BRCAChallenge / brca-exchange

Overall management and deployment of the BRCA Exchange web portal and pipeline scripts
http://brcaexchange.org
28 stars 32 forks source link

Solve ambiguity for deNovoPrior = 0.02 in ISPP Sandbox #818

Open amycoffin opened 6 years ago

amycoffin commented 6 years ago

splicePrior can equal 0.02 for more than one reason:

This ambiguity affects the Splice-level estimation nested tile, the de novo donor tab.

amycoffin commented 6 years ago

according to calcVarPriors.py, "frameshiftFlag: equals 1 if variant causes a frameshift, 0 if not". However, there are also "-" and "N/A" values assigned for that flag. It appears that all insertions, deletions, and indels are currently "-", which means that frameshiftFlag might be more useful once Zack implements the indel side of the code.

Intuitively, I believe that the part of the code that assigns frameshiftFlag should be this simple:

if varType == substitution, then frameShiftFlag = 0 if varType == insertion, deletion, or indel and getDeNovoSpliceFrameshiftStatus returns True, then frameshiftFlag = 1

(currently, I believe that N/A is assigned for substitution variants, per line 1954; however, per output there are multiple substitution variants that have frameshiftFlag values of N/A, "-", 0, and 1. It is impossible for a substitution variant to be a frameshift, so I am not sure whether that flag is reliable. Maybe I am misunderstanding it.)

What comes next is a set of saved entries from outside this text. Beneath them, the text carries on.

PR #555, opened 2026-04-10
test(fix): use string as hash keys for conf

wvmcastro:


lib/syskit/test/stubs.rb
```diff
@@ -27,6 +27,11 @@ def self.stub_model_id
 
             # Create empty configuration sections for the given task model
             def stub_conf(task_m, *conf, data: {})
+                # If conf is the configuration hash itself, it will be applied down the
+                # instantiation process by using Orocos::TaskConfigurations#apply,
+                # which accepts the conf Hash directly
+                return unless conf.all? { |x| x.kind_of? String }
```
doudou: `return` ? I do not understand at all.

wvmcastro: If `*conf` is not an array of section names, then it is a Hash (this is the use case I found, thus is not suitable to do `concrete_task_m.configuration_managet.add` beacuse `Orocos::TaskConfigurations#add` expects section name. But this *conf is stored in the task's arguments and will be used later on the [Syskit::TaskConfigurations#apply](https://github.com/rock-core/tools-syskit/blob/d1eae8d9d45c4fc04586929f2ac8a188cb8795c2/lib/syskit/task_configuration_manager.rb#L32) which uses the underlining `Orocos::TaskConfigurations#aply` that accepts Hash.

Maybe I am missing more correct way of working around that, we should discuss

doudou: I think we should.

It was there, it was called, it was not failing

In any case, the absolute rule is: don't ignore a call because you don't like the argument.

lib/syskit/test/stubs.rb
```diff
@@ -27,6 +27,11 @@ def self.stub_model_id
 
             # Create empty configuration sections for the given task model
             def stub_conf(task_m, *conf, data: {})
+                # If conf is the configuration hash itself, it will be applied down the
+                # instantiation process by using Orocos::TaskConfigurations#apply,
+                # which accepts the conf Hash directly
+                return unless conf.all? { |x| x.respond_to?(:to_str) }
+
```
doudou: Just to register our conversion: remove, and fix the tests that are using stub_conf wrong

doudou (approved):

PR #558, opened 2026-05-07
chore: explicitly pass file descriptors to create interfaces in subcommands

doudou:
Depends on:
- [ ] https://github.com/rock-core/tools-roby/pull/378

The current method of getting a random port from the kernel and assuming it won't be given to some other process in the time needed to start subcommands is not working in CI with parallel execution. We get a significant number of heisenbugs out of it.

This requires a fork of aruba until the functionality of passing FDs do subcommands gets integrated there.

### DIFF
--- a/test/cli/test_gen_main.rb
+++ b/test/cli/test_gen_main.rb
@@ -8,12 +8,15 @@ module Syskit
         describe "syskit gen" do
             include Roby::Test::ArubaMinitest
 
+            # Override path to CLI command to use ArubaMinitest helpers
+            def roby_bin
+                File.join(Syskit::BIN_DIR, "syskit")
+            end
+
             def assert_app_valid(*args)
-                port = roby_allocate_port
-                syskit_run = run_command(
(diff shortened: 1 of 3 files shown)


jhonasiv (approved):

test/cli/test_gen_main.rb
```diff
@@ -8,12 +8,15 @@ module CLI
...
+                File.join(Syskit::BIN_DIR, "syskit")
+            end
+
             def assert_app_valid(*args)
-                port = roby_allocate_port
-                syskit_run = run_command(
-                    ["syskit", "run", "--port=#{port}", *args].join(" ")
-                )
-                syskit_quit = run_command "syskit quit --retry --host=localhost:#{port}"
+                fileno = roby_allocate_interface_server
```
wvmcastro: I don't like this useless assignment, it makes me think that `roby_allocate_interface_server` did nothing useful. I think just calling it is more informative that it does something under the hood that the reader should go check

wvmcastro (approved):

PR #559, opened 2026-05-08
Fix configuration precedence on replacement

doudou:
Depends on:
- [ ] https://github.com/rock-core/tools-roby/pull/380

### DIFF
--- a/test/network_generation/test_engine.rb
+++ b/test/network_generation/test_engine.rb
@@ -348,24 +348,40 @@ module Syskit
 
                         bus_driver.orocos_task.local_ruby_task
                                   .create_output_port("dev", "/int")
-                        flexmock(bus_driver.orocos_task, "bus")
-                            .should_receive(:start).once.pass_thru
-                            .globally.ordered(:bus_startup)
-                        mock_raw_port(bus_driver, "dev")
-                            .should_receive(:connect_to).once.pass_thru
-                            .globally.ordered(:bus_startup)
-                        flexmock(dev_driver.orocos_task, "dev")
-                            .should_receive(:configure).once.pass_thru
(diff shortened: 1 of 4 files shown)


test/test_component.rb
```diff
@@ -452,6 +452,37 @@
...
+            device_driver_m.provides device_m, as: "driver"
+
+            bus = robot.com_bus combus_m, as: "bus"
+            dev = robot.device device_m, as: "dev"
+            dev.attach_to(bus, client_to_bus: false)
+            syskit_stub_configured_deployment(device_driver_m)
+            syskit_stub_configured_deployment(combus_driver_m)
+            dev_driver = syskit_deploy(dev)
+            bus_driver = plan.find_tasks(combus_driver_m).with_parent(dev_driver).first
+            refute dev_driver.meets_configurationg_precedence_constraints?
```
wvmcastro, line 482: Out of curiosity, what happens if `syskit_configure(dev_driver)` is called? It will be a no-op or some kind of exception will be thrown?

test/network_generation/test_engine.rb
```diff
@@ -348,24 +348,40 @@ def deploy_dev_and_bus
...
+                            end
+                        end
+
+                        dev_name = dev_driver.orocos_name
+                        bus_name = bus_driver.orocos_name
+                        expected = [
+                            [:calling, :configure, bus_name],
+                            [:success, :configure, bus_name],
+                            [:syskit_connect, :success,
+                             bus_name, "dev", dev_name, "bus_in", {}],
```
wvmcastro, line 375: I did not follow this call

EDIT: this is the port connection between the bus and the device/driver

wvmcastro (approved):

PR #561, opened 2026-05-14
chore: some ConnectionManagement cleanup

doudou:


jhonasiv (approved):

lib/syskit/runtime/connection_management.rb
```diff
@@ -532,8 +532,13 @@ def mark_connected_pending_tasks_as_executable(pending_tasks)
             end
 
             # Partition a set of connections between the ones that can be
-            # performed right now, and those that must wait for the involved
-            # tasks' state to change
+            # performed right now and those that must be done at the very end of the
+            # modification process
+            #
+            # We perform early changes that involve connections where one of the two tasks
+            # is not running, at the connection is in effect already inactive. When both
```
wvmcastro, line 539: I did not follow "[...] at the connection is in effect already inactive", would it be "[...] as the ..."

lib/syskit/runtime/connection_management.rb
```diff
@@ -542,25 +547,27 @@ def mark_connected_pending_tasks_as_executable(pending_tasks)
...
             def partition_early_late(connections, kind, to_syskit_task)
                 early, late = connections.partition do |(source_task, sink_task), port_pairs|
-                    source_is_running = (syskit_task = to_syskit_task[source_task]) && syskit_task.running?
-                    sink_is_running   = (syskit_task = to_syskit_task[sink_task])   && syskit_task.running?
+                    source_is_running =
+                        (syskit_task = to_syskit_task[source_task]) &&
+                        syskit_task.running?
+                    sink_is_running   =
+                        (syskit_task = to_syskit_task[sink_task]) &&
+                        syskit_task.running?
```
wvmcastro, line 565: safe navigation 
```ruby
source_is_running = to_syskit_task[source_task]]&.running?
sink_is_running = to_syskit_task[sink_task]&.running?
```

wvmcastro (approved):
I have just one suggestion about using safe navigation. And pointed out a typo (probably) The whole think is a lot better.

side note: we could adopt the `refactor:` mark to differentiate this. `chore` is a too big umbrella.

lib/syskit/runtime/connection_management.rb
doudou: Agreed, but since the next PR is rewriting this, WONTFIX.

PR #563, opened 2026-06-02
fix: telemetry UI's state handling

doudou:


lib/syskit/telemetry/async/main_thread_restrictions.rb
```diff
@@ -0,0 +1,34 @@
+# frozen_string_literal: true
+
+module Syskit
+    module Telemetry
+        module Async
+            # Module providing common functionality to validate that some methods are
+            # called within the main thread
```
wvmcastro: I would add a characterization for the "main thread". Something like
```
[...] The main thread is the thread upon the instance was created from
```

lib/syskit/telemetry/async/task_context.rb
```diff
@@ -64,54 +64,43 @@ def states_index_to_symbols
...
-
-                # @api private
+                # This is meant to be called in a separate thread
                 #
-                # Discover a remote task's properties
-                def self.discover_properties(async_task, task)
-                    raw_properties = task.property_names.map { task.property(_1) }
-                    async_task.discover_properties(raw_properties)
+                # @return [Discovered]
+                def self.async_discovery(name, ior, orogen_model)
```
wvmcastro: I can't see how the discovery is being done, it looks like it is just an object initialization

lib/syskit/telemetry/async/main_thread_restrictions.rb
doudou: Updated documentation

lib/syskit/telemetry/async/task_context.rb
doudou: I felt this too, but couldn't put my finger on it. Bad naming. I modified the name of this method (and of its sister from_async_discovery method) to `discover_interface` / `from_discovered_interface`.

wvmcastro (approved):

PR #565, opened 2026-06-12
feat: implement syskit_on_log_rotation hook to trigger rotation on non-orogen loggers

doudou:
Depends on:
- [ ] https://github.com/rock-core/tools-roby/pull/384

### DIFF
--- a/lib/syskit/roby_app/plugin.rb
+++ b/lib/syskit/roby_app/plugin.rb
@@ -205,6 +205,8 @@ module Syskit
                           "cannot enable log transfer without log rotation"
                 end
 
+                Roby.warn "built-in log transfer is deprecated. Use the transfer " \
+                          "functionality of `syskit log_runtime_archive` instead"
                 conf = Syskit.conf.log_transfer
                 conf.target_dir ||= log_dir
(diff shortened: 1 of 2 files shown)


lib/syskit/roby_app/plugin.rb
```diff
@@ -331,6 +331,24 @@ def syskit_log_rotation_poll_handler
...
+                rescue StandardError => e
+                    ::Robot.warn "disabling log rotation handler #{h} because it raised"
+                    Roby.log_exception_with_backtrace(e, ::Robot, :warn)
+                    true
+                end
+            end
+
+            # Register a block that will be called right after logs have been rotated
+            def syskit_on_log_rotation(&block)
+                @syskit_log_rotation_handlers ||= []
```
wvmcastro, line 358: I know it is in the PR title, but I think you should document that these are not orogen logers in the code as well

wvmcastro (approved):

lib/syskit/roby_app/plugin.rb
doudou: It's a bit more fine-grained than that, actually. I significantly expanded the documentation.

PR #566, opened 2026-07-23
add extra CLI commands to syskit

Rezenders:
add `bundle-dir` command to syskit. This command returns the absolute path of a bundle.
Usage example: `syskit bundle-dir my_bundle`

add `syskit config` to export a robot's configuration file.
Usage example: `syskit config my_robot --from-bundle my_bundle --key parent_key.child_key`

Related to: https://github.com/rock-gazebo/simulation-rock_gazebo/pull/70

### DIFF
--- a/lib/syskit/cli/main.rb
+++ b/lib/syskit/cli/main.rb
@@ -80,88 +80,47 @@ module Syskit
                 app.setup_robot_names_from_config_dir
                 app.robot(robot_name)
 
+                merger = proc do |_, old_val, new_val|
+                    if old_val.is_a?(Hash) && new_val.is_a?(Hash)
+                        old_val.merge(new_val, &merger)
+                    elsif old_val.is_a?(Array) && new_val.is_a?(Array)
+                        old_val + new_val
+                    else
+                        new_val
+                    end
+                end
+
                 config_path = ["config", "robots", "ROBOT.yml"]
                 merged_hash = app.find_files(
                     *config_path, all: true, order: :specific_last
-                ).each_with_object({}) do |path, sysdef_hash|
+                ).each_with_object({}) do |path, config_hash|
                     values = YAML.safe_load(File.read(path)) || {}
-
-                    # Define a recursive merging rule
-                    merger = proc do |key, old_val, new_val|
-                        if old_val.is_a?(Hash) && new_val.is_a?(Hash)
-                            # If both are hashes, merge them recursively
-                            old_val.merge(new_val, &merger)
-                        elsif old_val.is_a?(Array) && new_val.is_a?(Array)
-                            # If both are arrays, combine them
-                            old_val + new_val
-                        else
-                            # For simple values the newer file wins
-                            new_val
-                        end
-                    end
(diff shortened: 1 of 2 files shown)


Rezenders:
@jhonasiv @wvmcastro

lib/syskit/cli/main.rb
```diff
@@ -41,6 +41,91 @@ def orogen_test(*args)
...
+
+                bundle = Rock::Bundles.each_bundle.find { |b| b.name == name }
+                if bundle
+                    puts bundle.path
+                else
+                    $stderr.puts "No bundle named '#{name}' found."
+                    $stderr.puts "Available bundles are: #{Rock::Bundles.each_bundle.map(&:name).sort.join(', ')}"
+                    exit 1
+                end
+            end
```
jhonasiv, line 56: This possibly exists in autoproj, or at least it is possible to get this information from an autoproj command (ie autoproj show bundles/bla)

lib/syskit/cli/main.rb
```diff
@@ -41,6 +41,91 @@ def orogen_test(*args)
...
+
+            desc "config ROBOT", "print the configuration of a given robot"
+            option :key, type: :string, repeatable: true, default: []
+            option :from_bundle, type: :string, default: nil
+            def config(robot_name)
```
jhonasiv, line 61: Typically, syskit is ran from the bundle itself. Besides that, I think a more useful command would to extract the variables inside the `Conf` variable from a syskit run, but that is way more complex (and might encounter friction if `Conf` is used as something dynamic). 

I dont think that what you aimed for here should be packed with syskit, it can mostly be resolved by using a sequence of bash commands, and it is outside of syskit's scope

jhonasiv (changes requested):

lib/syskit/cli/main.rb
Rezenders: Yes, you can find packages with `autoproj locate PACKAGE_NAME` or with `autoproj show PACKAGE_NAME` as you said. But IMO it can be helpful to have this extra command, it is simple, easy to remember, and doesn't require autoproj. On the other hand, it doesn't bring any disadvantages

lib/syskit/cli/main.rb
Rezenders: > I think a more useful command would to extract the variables inside the Conf variable from a syskit run, but that is way more complex (and might encounter friction if Conf is used as something dynamic).

I could also that, but I believe it should be a distinct command from this one. The current proposed `syskit config` command is designed to work without requiring the system to be running, which is nice to have. Otherwise, one would need to start the system to inspect the config files. 
A part from the templated sdf generation use case we have in mind, this command could be useful for a quick inspection on the configuration of the system without needing to open all the files manually and read them, which is convenient.
Again, it doesn't bring any disadvantages adding support for this command. 

> syskit is ran from the bundle itself.

Yes, but for the templated SDF generation use case we dont run `rock-gazebo` necessarily from the robot bundle dir, we could run it from an arbitrary directory.

Rezenders:
@doudou

PR #541, opened 2024-06-06
Vega 2238 manual closing of tasks

MishNajam:
## Checklist

### DIFF
--- a/internal/server/clear_task.go
+++ b/internal/server/clear_task.go
@@ -49,6 +49,9 @@ func ClearTask(client ClearTaskClient, tmpl template.Template) Handler {
 
 		data := clearTaskData{XSRFToken: ctx.XSRFToken}
 		taskID, err := strconv.Atoi(r.FormValue("id"))
+		if err != nil {
+			return err
+		}
 
 		group.Go(func() error {
 			task, err := client.Task(ctx.With(groupCtx), taskID)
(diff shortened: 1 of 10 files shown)


internal/server/clear_task.go
```diff
@@ -0,0 +1,94 @@
...
+		ctx := getContext(r)
+		group, groupCtx := errgroup.WithContext(ctx.Context)
+
+		data := clearTaskData{XSRFToken: ctx.XSRFToken}
+		taskID, err := strconv.Atoi(r.FormValue("id"))
+		if err != nil {
+			return err
+		}
+
+		group.Go(func() error {
```
townxelliot, line 56: This doesn't need to be inside a group, as it's a single request.

Do we only need to do this request if this is a GET?

internal/server/clear_task.go
```diff
@@ -0,0 +1,94 @@
...
+			task, err := client.Task(ctx.With(groupCtx), taskID)
+			if err != nil {
+				return err
+			}
+
+			if lpa == nil && len(task.CaseItems) > 0 {
```
townxelliot, line 62: I don't think `lpa` is ever anything but nil at this point, so that condition can be removed.

internal/server/clear_task.go
```diff
@@ -0,0 +1,94 @@
...
+		if r.Method == http.MethodPost {
+			err = client.ClearTask(ctx, taskID)
+
+			if ve, ok := err.(sirius.ValidationError); ok {
+				w.WriteHeader(http.StatusBadRequest)
+				data.Error = ve
+			} else if err != nil {
+				return err
+			} else if lpa != nil && lpa.CaseType == "DIGITAL_LPA" {
+				SetFlash(w, FlashNotification{Title: "Task completed"})
```
townxelliot, line 85: Would it make sense if this said "Task cleared"? (I haven't seen the designs.)

Then again, if it's been through QA, I assume this was checked.

MishNajam: This was checked. It will be UR'd too so future changes may happen but I think it's fine for now.

townxelliot (approved):

PR #566, opened 2024-09-11
VEGA-2513 Add actors to document recipient list from LPA store

nickpyett-djg:
[VEGA-2513](https://opgtransform.atlassian.net/browse/VEGA-2513) This PR covers changing the donor details from Sirius data to LPA store data and adding other actors to the document recipient list.

## Checklist

[VEGA-2513]: https://opgtransform.atlassian.net/browse/VEGA-2513?atlOrigin=eyJpIjoiNWRkNTljNzYxNjVmNDY3MDlhMDU5Y2ZhYzA5YTRkZjUiLCJwIjoiZ2l0aHViLWNvbS1KU1cifQ


internal/server/create_document_digital_lpa.go
```diff
@@ -120,6 +182,12 @@ func CreateDocumentDigitalLpa(client CreateDocumentDigitalLpaClient, tmpl templa
 					continue
 				}
 
+				// Create contact for each recipient as we currently have no way to link a document to LPA store actors
+				recipient, err = client.CreateContact(ctx, recipient)
+				if err != nil {
+					return err
+				}
```
gregtyler, line 189: Can we wrap this in `if (recipient.ID < 0)` to avoid creating new records for recipients that already exist? I appreciate that can't happen right now, but it will be useful in the future if we ever populate `data.Recipients` with existing people records

nickpyett-djg: Good point this is done.

gregtyler (approved):

PR #649, opened 2025-04-16
VEGA-2873 : Record court order dates for severance

ndasmoj:
This PR covers [VEGA-2873](https://opgtransform.atlassian.net/browse/VEGA-2873)

I have updated the implementation of the severance flow as part of this ticket to allow the SeveranceApplication object and the bool fields `hasDonorConsented` and `severanceOrdered` to be treated as nil in Go when they are returned as empty from the API. 

In my testing I found that they are treated as empty object or false and so I changed the relevant fields in Go to pointers which then allows the object or the bool fields as nil.

## Checklist

[VEGA-2873]: https://opgtransform.atlassian.net/browse/VEGA-2873?atlOrigin=eyJpIjoiNWRkNTljNzYxNjVmNDY3MDlhMDU5Y2ZhYzA5YTRkZjUiLCJwIjoiZ2l0aHViLWNvbS1KU1cifQ

### DIFF
--- a/internal/sirius/edit_severance_application_test.go
+++ b/internal/sirius/edit_severance_application_test.go
@@ -51,35 +51,6 @@ func TestEditSeveranceApplication(t *testing.T) {
 					})
 			},
 		},
-		{
-			name: "Severance Ordered",
-			severanceApplication: SeveranceApplication{
-				SeveranceOrdered:       convertToBool(true),
-				CourtOrderDecisionMade: "2025-04-05",
-				CourtOrderReceived:     "2025-04-10",
-			},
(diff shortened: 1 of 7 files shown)


internal/sirius/edit_severance_application_test.go
```diff
@@ -10,22 +10,26 @@ import (
 	"testing"
 )
 
+func convertToBool(b bool) *bool {
```
gregtyler, line 13: Maybe a bit of a clearer name?
```suggestion
func boolPointer(b bool) *bool {
```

calcVarPriors.py appears to currently handle the frameshiftFlag on a case-by-case basis, while the function "getDeNovoSpliceFrameshiftStatus" provides a T/F on frameshift. Can we simply put the frameshiftFlag at the end fo that function? The only problem is that the frameshift flag is embedded throughout the code in conditionals, changing between 0,1, and N/A often. I assume it plays some important role if it shows up 86 times and is used in the flow control of the code. IMHO, frameshiftFlag ought to always be applicable, because a variant always is or is not a frameshift. If we were to do this, the goal for that flag would be for it to read 0 for all the currently implemented substitution variants, and "-" until the indels are implemented. Once indels are implemented, they will mostly be frameshiftFlag = 1, and more rarely =0.

amycoffin commented 6 years ago

Once issues #831 and #832 are addressed, we can implement a frameshift flag either using getVarType() or getVarConsequnces(), or perhaps a combination of the two.

amycoffin commented 6 years ago

@falquaddoomi has this been resolved, without updates to the frameshift flag?

amycoffin commented 6 years ago

@melissacline is it true that for all substitution variants, an IFD is not possible? So, given the current data release, can we default to Weak/Null because we have not implemented indels yet?

melissacline commented 6 years ago

@amycoffin I think we're safe in saying that if a variant is a substitution variant, then it's not an in-frame deletion. What is it again that you'd like to default to Weak/Null?

amycoffin commented 6 years ago

@melissacline The ambiguity mentioned in this issue is shown below, which is either weak/null or IFD, and if IFDs are not present, then weak/null can theoretically be defaulted to:

screen shot 2018-08-28 at 7 21 28 pm

Thus if the de novo donor prior = 0.02, we can default to weak/null for this first data set. We will still have to resolve this eventually.

melissacline commented 6 years ago

@falquaddoomi and @zfisch, when I've looked at this issue with fresh eyes, I've decided that if hte splicing prior is really, really low, then most users are not going to care which situation gave rise to the low prior. I doubt this will be an issue for this release, since the de novo splice site with the innocuous IFD is a rare situation. For subsequent releases, it's okay with me if we merge the two boxes, e.g. "Weak/Null & Low OR Innocuous IFD". That's one option, if it simplifies life.

zfisch commented 6 years ago

@melissacline @falquaddoomi @amycoffin what's our status on this issue?

amycoffin commented 5 years ago

@falquaddoomi @zfisch last we discussed, this was an okay bug for now, but are we working on getting these ambiguities finally resolved?

zfisch commented 5 years ago

Looking at @melissacline's previous comment --

For subsequent releases, it's okay with me if we merge the two boxes, e.g. "Weak/Null & Low OR Innocuous IFD". That's one option, if it simplifies life.

@falquaddoomi Do you need more information to implement?

falquaddoomi commented 5 years ago

@zfisch No, that should do it. I'll merge the two categories ASAP. I presume the same applies to #816.